───── SOURCE DATA ─────

PR #70, opened 2020-11-02
Develop database 

### LINKED ISSUE #51: Setup Database
As a dev, I need a place to store all the system and sensor information in a secure database.

Setup an internal database and connect it into the application.

Acceptance Criteria:
- [x] Setup internal database
- [x] Document which database is implemented and why

Notes;
H2, Derby, HSQLDB are possible solutions.

### LINKED ISSUE #65: Implement Database Design
As a developer, I want to implement the database design for real world use.

Acceptance Criteria:
- [x] The database design is implemented as what is described in the database documentation.

najimgh:
Embedded in-memory H2 database setup and tested #51

### DIFF
--- a/.idea/compiler.xml
+++ b/.idea/compiler.xml
@@ -6,8 +6,8 @@
         <sourceOutputDir name="target/generated-sources/annotations" />
         <sourceTestOutputDir name="target/generated-test-sources/test-annotations" />
         <outputRelativeToContentRoot value="true" />
-        <module name="Capstone" />
         <module name="notorious-eng" />
+        <module name="Capstone" />
         <module name="cbms" />
       </profile>
     </annotationProcessing>
--- a/.idea/misc.xml
+++ b/.idea/misc.xml
@@ -8,7 +8,7 @@
       </list>
     </option>
   </component>
-  <component name="ProjectRootManager" version="2" languageLevel="JDK_1_8" default="false" project-jdk-name="15" project-jdk-type="JavaSDK">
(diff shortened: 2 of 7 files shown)


PaulMicu (changes requested):
Do not put your code in the main object, create a db object in /src/main/java/com/cbms/source/local/
From our conversation yesterday i was under the impression that the db will be encapsulated in a jar file, however i dont see it in your pull request

najimgh:
According to Jeremy, it will not be necessary to encapsulate the db in a jar file. He will explain more in detail soon.

PaulMicu:
@JayChouteau Please explain how data is persistent from launch to launch of the application

JayChouteau:
> @JayChouteau Please explain how data is persistent from launch to launch of the application

My understanding from talks with the whole team is that we didn't want something persistent. That is the whole reason we went for a selection between 3 in-memory  dbms types, meaning the db would reside in the main memory and not the hard disk, resulting in its deletion after the application closes. If that wasn't our intention, why did we target those 3 dbms? We understood that we need the db to be embedded. A lot of dbs can be embedded, they almost all have embedded versions. If we wanted embedded and persistent, we would have targeted other dbms, instead of just picking one of those 3.

Now, if persistency is what we want, then it seems there are ways to make h2 persistent, but we will need to make some modifications.

PaulMicu (changes requested):
please include the scripts in this pull request

PaulMicu (approved):

Issue #46, opened 2020-09-27
Display System Dashboard Details (Thumbnail View)


Shirwarsame:
As a user I want to see main system details for all systems.

Acceptance Criteria:
- [ ] System Type
- [ ] Serial Number
- [ ] RUL
- [ ] RUL Model
- [ ] System Health (Dummy data)

jeffbuonamici:
Make sure it follows current UI Prototype:

https://notorious-eng.atlassian.net/wiki/spaces/DOCUMENTAT/pages/24379414/UI+Prototypes

jeffbuonamici:
Version 0.6 is currently the latest update:
https://notorious-eng.atlassian.net/wiki/spaces/DOCUMENTAT/pages/87392587/v0.6

Issue #44, opened 2020-09-27
Display Selected System Information


Khal-Shah:
As a user, I want to view the detailed system information for the system that I selected.

Acceptance Criteria (the following items should be displayed):
- [ ] RUL
- [ ] Sensor information
- [ ] RUL model
- [ ] System Type
- [ ] System Name
- [ ] System Serial Number
- [ ] System Description
- [ ] Manufacturer
- [ ] Site Location
- [ ] Add(Or Select) Model Button

jeffbuonamici:
Make sure it follows current UI Prototype:

https://notorious-eng.atlassian.net/wiki/spaces/DOCUMENTAT/pages/24379414/UI+Prototypes

jeffbuonamici:
Version 0.6 is currently the latest update:
https://notorious-eng.atlassian.net/wiki/spaces/DOCUMENTAT/pages/87392587/v0.6

PR #85, opened 2020-11-07
44 46 UI Details

jeffbuonamici:
#44 #46

- Created controllers for each scene
- Created CSS files for each scene
- Implemented the necessary JavaFX elements to display the data.
- Created Engine and Sensor classes to hold data in a usable format for the front end.
- Created the onClick events to link between scenes.


PaulMicu (changes requested):
please remove target files from pull request

src/main/java/com/cbms/app/Engine.java
```diff
@@ -0,0 +1,101 @@
+package com.cbms.app;
+
+public class Engine {
```
rdsaliba: We created another model for this called "Asset"

rdsaliba (commented):
I believe you must switch your engine class to our asset class to match the mimosa standard. Let me know what you think.

jeffbuonamici:
I believe I fixed your requests.
- I'm now using Asset and AssetAttribute objects instead of Engine and Sensor
- Deleted target folder files that were committed

Also, Paul helped me update the branch from the Backend Connections branch to avoid merge errors I believe.

rdsaliba (approved):
Ready to merge

PR #104, opened 2020-11-19
Bug fix/new asset type needed changes in queries

PaulMicu:
After the changes in issue #98, some queries need to be adjusted because the column was renamed from asset.type to asset.asset_type_id


rdsaliba (commented):
Did you check if it was referenced anywhere in the code? Otherwise it's good to go.

PaulMicu:
it was referenced by assetType which would work fine but i renamed it to assetTypeID to be more clear

rdsaliba (approved):

PR #114, opened 2020-11-22
Database connection bug

najimgh:
- Added functions to stop the database.
- Functions added in Database, DatabaseConnection and ModelController objects


PaulMicu:
There are some conflicts you have to fix before merging, and your changes on the 4.01 script are still present, as discussed please remove 4.01.sql from commit

JayChouteau (approved):
Good job for fixing the bug that was reported on sonarQube. This does take care of closing the database when not needed. I reverted some of the weird formatting changes that were made to the scripts v4.01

─────

Look through the entries and give the number of lines containing the word "Capstone". Add nothing else.

2